* [Provided records]
PR #5615, opened 2026-09-02
Align widget tap behaviors with the frontend

bgoncal:
## AI Policy

## Summary

The widget customization screen offered "Toggle" to every entity, but only some domains can toggle, and "Default" didn't say what it does. This aligns the tap behaviors with the frontend's tile card:

- Defaults follow the frontend: the tile opens more info, and the icon toggles for the frontend's toggle domains (plus button, input button and scene) or opens more info otherwise. "Default" now reads "Default (Toggle)" or "Default (More info)".
- "Toggle" is only offered to the domains the frontend can toggle, honoring `supported_features` where the frontend does, and runs the same way: the entity's state picks the on or off service, so a locked lock unlocks and a group goes through `homeassistant`.
- Domain-specific behaviors are offered where they apply: Lock and Unlock, Open and Close, Turn on and Turn off for domains with an on/off pair, and the domain's main action where it isn't the toggle: Press for a button, Activate for a scene, Run for a script, Trigger for an automation.
- "Nothing" is no longer offered; more info is the fallback. An icon that only opens more info is drawn without a background.
- "Require confirmation" applies to either half of the tile, except a tap that only opens more info.

## Screenshots

The customization screen is covered by light and dark snapshot tests in `Tests/App/Settings/MagicItemCustomizationView.test.swift`.

## Any other notes

Snapshot references whose rendering changed were removed, along with new snapshot tests, so they need to be recorded on a Mac before the test job passes.


bradleyseanf:
@bgoncal


Hi, I've noticed this is now the case as of the new update today, actually I came on here to submit an issue about it but it seems this is now a new feature?

I'm not sure the UX is really that great on iOS for this, while I understand the need to align with the frontend, the icon is much smaller on iOS and is more prone to accidential clicks.

On my Homescreen on iOS I have this widget where I turn volume up and turn volume down, I need to click the button several times repeatedly (as you would on a TV remote) to turn the volume down.


image


I think it's fine on the frontend because you can hold the icon down and do different things like change color, change volume, percentage etc. 

But on iOS it's not the same so I think it's fair to not connect these two in the same way.

bgoncal:
@bradleyseanf You are still able to configure your Custom widget to do as such, it will just not be the default behavior, but the tap is configurable, you can even set it to open YouTube when tapped if desired, now, to keep consistency with the concept of tile  the icon executes the main action, tapping elsewhere opens a more-info dialog for controls

bradleyseanf:
Ah! I see you are right! Yeah that makes perfect sense then 😀

bgoncal:
This PR also makes it more clear what "Default" means for each tile tap as well as makes available more intuitive actions domain-based. Keep an eye on the next TestFlight build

* [What is required] Show every line of the listing that includes the word "down".

* [Finished task]
On my Homescreen on iOS I have this widget where I turn volume up and turn volume down, I need to click the button several times repeatedly (as you would on a TV remote) to turn the volume down.
I think it's fine on the frontend because you can hold the icon down and do different things like change color, change volume, percentage etc. 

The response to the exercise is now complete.